BEGIN Records for the exercise

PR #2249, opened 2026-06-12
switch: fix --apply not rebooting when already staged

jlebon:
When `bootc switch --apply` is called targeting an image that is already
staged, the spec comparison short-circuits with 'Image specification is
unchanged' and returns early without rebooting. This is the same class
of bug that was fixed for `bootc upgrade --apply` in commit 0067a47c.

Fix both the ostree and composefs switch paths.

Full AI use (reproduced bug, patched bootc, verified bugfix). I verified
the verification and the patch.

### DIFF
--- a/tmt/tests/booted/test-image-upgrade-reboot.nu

END Records for the exercise

When you reply, retype each line exactly as it appears above.

PR #2249, opened 2026-06-12
switch: fix --apply not rebooting when already staged

jlebon:
When `bootc switch --apply` is called targeting an image that is already
staged, the spec comparison short-circuits with 'Image specification is
unchanged' and returns early without rebooting. This is the same class
of bug that was fixed for `bootc upgrade --apply` in commit 0067a47c.

Fix both the ostree and composefs switch paths.

Full AI use (reproduced bug, patched bootc, verified bugfix). I verified
the verification and the patch.

### DIFF
--- a/tmt/tests/booted/test-image-upgrade-reboot.nu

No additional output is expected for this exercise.